- **ABOUT THIS EXERCISE**: Reproduce the entries below character for character.

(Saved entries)
PR #167, opened 2023-03-01
Edit assignment view

viivi-uhari:
Frontend hasn't incorporated the new terminology yet so I'll be using the phrase 'assignment'.

Initial edit assignment view page created. Not connected to backend yet. All buttons directing to this page (and out) should work except this still need to be connected with the final formula selection pages. Also, `mockAssignmentsClient.js` has been improved regarding grading formulas. 

Now when assignments are created, the properties `affectCalculation` and `formulaAttributes` are added to each assignment, but `formulaId` is not. These properties can be removed/added later if necessary when connecting to backend. These Properties are initialised with empty values so creating/omitting them now doesn't make a difference since this page isn't connected to backend yet.

Performance needs to be improved: when too many text fields are displayed at once, typing is slow.


client/src/components/AddAssignmentsView.js
```diff
@@ -75,17 +75,17 @@ const AddAssignmentsView = () => {
                 <AssignmentCategory 
                   key={assignment.id} 
                   assignment={assignment}  
-                  button={<Button>Edit</Button>} 
+                  button={<Button onClick={ () => navigate('/edit-assignment/' + instanceId + '/' + assignment.id) }>Edit</Button>}
```
kiiamakir, line 78: Could some of this be separated onto individual lines to shorten the line-length

client/src/components/AddAssignmentsView.js
```diff
@@ -75,17 +75,17 @@ const AddAssignmentsView = () => {
...
                 />
               );}
             ) }
           </Box>
         }
-        <Typography variant='body2' color='primary.main' sx={{ m: '8px 0px' }} >You can also add assignments after creating the instance</Typography>
+        <Typography variant='body2' color='primary.main' sx={{ m: '8px 0px' }} >You can also add study attainments after creating the instance</Typography>
```
kiiamakir, line 84: Same with here, typography text onto its own line

client/src/components/CreateAssignmentView.js
```diff
@@ -11,13 +12,17 @@ import Assignment from './create-assignment/Assignment';
...
 const CreateAssignmentView = () => {
+  const navigate = useNavigate();
 
   // The property 'category' must be specified for each assignment in order to populate the textfields correctly
   const [assignments, setAssignments] = useState([{
     category: '',
     name: '',
     date: '',
     expiryDate: '',
+    //formulaId: null,
```
kiiamakir, line 23: Delete this if not needed?

client/src/components/create-assignment/ConfirmationDialog.js
```diff
@@ -16,14 +16,14 @@ import Button from '@mui/material/Button';
 function ConfirmationDialog({ handleClose, open, removeAssignment, indices, assignments }) {
   return (
     <Dialog open={open} >
-      <DialogTitle >Delete sub-assignment</DialogTitle>
+      <DialogTitle >Delete Sub-Attainments</DialogTitle>
```
kiiamakir, line 19: Are we calling these sub-attainments or sub study attainments? There are some inconsistencies with this in Figma, so we should decide on one wording

client/src/components/create-assignment/ParentAssignment.js
```diff
@@ -27,6 +30,17 @@ const ParentAssignment = ({ indices, addSubAssignments, setAssignments, assignme
...
 
+  /* Functions to get the formula attributes.
+     formulaId specifies the formula that is used to calculate this assignmnet's garde,
+     subFormulaAttributeNames are the attributes that need to be specified for the direct sub assignments of this assignments,
+     so that the grade for this assignment can be calculated. 
+     Observe that formulaAttributeNames that is as a parameter for this component are the attributes that need to specified for this assignmnet,
+     so that the grade of this assignment's parent assignment can be calculated.
+  */
+  const formulaId = assignmentServices.getProperty(indices, assignments, 'formulaId');
+  const formulaName = formulasService.getFormula(formulaId);
```
kiiamakir, line 41: Should this getFormula return the whole formula as an object and not just the name?

client/src/components/create-assignment/ParentAssignment.js
```diff
@@ -73,6 +88,7 @@ const ParentAssignment = ({ indices, addSubAssignments, setAssignments, assignme
                   assignments={assignments} 
                   setAssignments={setAssignments} 
                   removeAssignment={removeAssignment}
+                  formulaAttributeNames={subFormulaAttributeNames ? subFormulaAttributeNames : []}
```
kiiamakir, line 91: I believe that subFormulaAttributeNames ?? [] should work here

kiiamakir (changes requested):
Good stuff! We should consider adding a line length check to eslint (backend already has this) to make it easier to spot lines that are too long.

client/src/components/create-assignment/ParentAssignment.js
viivi-uhari: Thanks for the tip but if I use this then I get the following error: `Invalid prop `formulaAttributeNames` of type `string` supplied to `Assignment`, expected `array`.`

client/src/components/create-assignment/ParentAssignment.js
viivi-uhari: I could actually change the function name to `getFormulaName`?

client/src/services/textFormat.js
```diff
@@ -9,6 +9,12 @@ const formatDateToString = (date) => {
   return string.split(',')[0];
 };
 
+// Format Date type values to strings of the format "2023-01-01"
```
marillam, line 12: Purely a comment: Should we look into our dates more closely? I feel like we have quite a few date formatting functions and I think it might be confusing one day when new people start working on this.

client/src/components/create-assignment/ConfirmationDialog.js
viivi-uhari: Decided with the frontend team to use 'sub study attainment' when there's room, so almost always, but in buttons and input labels we use 'sub attainment'.

client/src/services/textFormat.js
viivi-uhari: Yeah we could talk about this. There are different formats coming in from the server (from our instances and Sisu instances) and also different formats are needed for the UI, so that's why there are many functions to format them.

marillam (approved):

kiiamakir (approved):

- **WORKED SOLUTION**:
PR #167, opened 2023-03-01
Edit assignment view

viivi-uhari:
Frontend hasn't incorporated the new terminology yet so I'll be using the phrase 'assignment'.

Initial edit assignment view page created. Not connected to backend yet. All buttons directing to this page (and out) should work except this still need to be connected with the final formula selection pages. Also, `mockAssignmentsClient.js` has been improved regarding grading formulas. 

Now when assignments are created, the properties `affectCalculation` and `formulaAttributes` are added to each assignment, but `formulaId` is not. These properties can be removed/added later if necessary when connecting to backend. These Properties are initialised with empty values so creating/omitting them now doesn't make a difference since this page isn't connected to backend yet.

Performance needs to be improved: when too many text fields are displayed at once, typing is slow.


client/src/components/AddAssignmentsView.js
```diff
@@ -75,17 +75,17 @@ const AddAssignmentsView = () => {
                 <AssignmentCategory 
                   key={assignment.id} 
                   assignment={assignment}  
-                  button={<Button>Edit</Button>} 
+                  button={<Button onClick={ () => navigate('/edit-assignment/' + instanceId + '/' + assignment.id) }>Edit</Button>}
```
kiiamakir, line 78: Could some of this be separated onto individual lines to shorten the line-length

client/src/components/AddAssignmentsView.js
```diff
@@ -75,17 +75,17 @@ const AddAssignmentsView = () => {
...
                 />
               );}
             ) }
           </Box>
         }
-        <Typography variant='body2' color='primary.main' sx={{ m: '8px 0px' }} >You can also add assignments after creating the instance</Typography>
+        <Typography variant='body2' color='primary.main' sx={{ m: '8px 0px' }} >You can also add study attainments after creating the instance</Typography>
```
kiiamakir, line 84: Same with here, typography text onto its own line

client/src/components/CreateAssignmentView.js
```diff
@@ -11,13 +12,17 @@ import Assignment from './create-assignment/Assignment';
...
 const CreateAssignmentView = () => {
+  const navigate = useNavigate();
 
   // The property 'category' must be specified for each assignment in order to populate the textfields correctly
   const [assignments, setAssignments] = useState([{
     category: '',
     name: '',
     date: '',
     expiryDate: '',
+    //formulaId: null,
```
kiiamakir, line 23: Delete this if not needed?

client/src/components/create-assignment/ConfirmationDialog.js
```diff
@@ -16,14 +16,14 @@ import Button from '@mui/material/Button';
 function ConfirmationDialog({ handleClose, open, removeAssignment, indices, assignments }) {
   return (
     <Dialog open={open} >
-      <DialogTitle >Delete sub-assignment</DialogTitle>
+      <DialogTitle >Delete Sub-Attainments</DialogTitle>
```
kiiamakir, line 19: Are we calling these sub-attainments or sub study attainments? There are some inconsistencies with this in Figma, so we should decide on one wording

client/src/components/create-assignment/ParentAssignment.js
```diff
@@ -27,6 +30,17 @@ const ParentAssignment = ({ indices, addSubAssignments, setAssignments, assignme
...
 
+  /* Functions to get the formula attributes.
+     formulaId specifies the formula that is used to calculate this assignmnet's garde,
+     subFormulaAttributeNames are the attributes that need to be specified for the direct sub assignments of this assignments,
+     so that the grade for this assignment can be calculated. 
+     Observe that formulaAttributeNames that is as a parameter for this component are the attributes that need to specified for this assignmnet,
+     so that the grade of this assignment's parent assignment can be calculated.
+  */
+  const formulaId = assignmentServices.getProperty(indices, assignments, 'formulaId');
+  const formulaName = formulasService.getFormula(formulaId);
```
kiiamakir, line 41: Should this getFormula return the whole formula as an object and not just the name?

client/src/components/create-assignment/ParentAssignment.js
```diff
@@ -73,6 +88,7 @@ const ParentAssignment = ({ indices, addSubAssignments, setAssignments, assignme
                   assignments={assignments} 
                   setAssignments={setAssignments} 
                   removeAssignment={removeAssignment}
+                  formulaAttributeNames={subFormulaAttributeNames ? subFormulaAttributeNames : []}
```
kiiamakir, line 91: I believe that subFormulaAttributeNames ?? [] should work here

kiiamakir (changes requested):
Good stuff! We should consider adding a line length check to eslint (backend already has this) to make it easier to spot lines that are too long.

client/src/components/create-assignment/ParentAssignment.js
viivi-uhari: Thanks for the tip but if I use this then I get the following error: `Invalid prop `formulaAttributeNames` of type `string` supplied to `Assignment`, expected `array`.`

client/src/components/create-assignment/ParentAssignment.js
viivi-uhari: I could actually change the function name to `getFormulaName`?

client/src/services/textFormat.js
```diff
@@ -9,6 +9,12 @@ const formatDateToString = (date) => {
   return string.split(',')[0];
 };
 
+// Format Date type values to strings of the format "2023-01-01"
```
marillam, line 12: Purely a comment: Should we look into our dates more closely? I feel like we have quite a few date formatting functions and I think it might be confusing one day when new people start working on this.

client/src/components/create-assignment/ConfirmationDialog.js
viivi-uhari: Decided with the frontend team to use 'sub study attainment' when there's room, so almost always, but in buttons and input labels we use 'sub attainment'.

client/src/services/textFormat.js
viivi-uhari: Yeah we could talk about this. There are different formats coming in from the server (from our instances and Sisu instances) and also different formats are needed for the UI, so that's why there are many functions to format them.

marillam (approved):

kiiamakir (approved):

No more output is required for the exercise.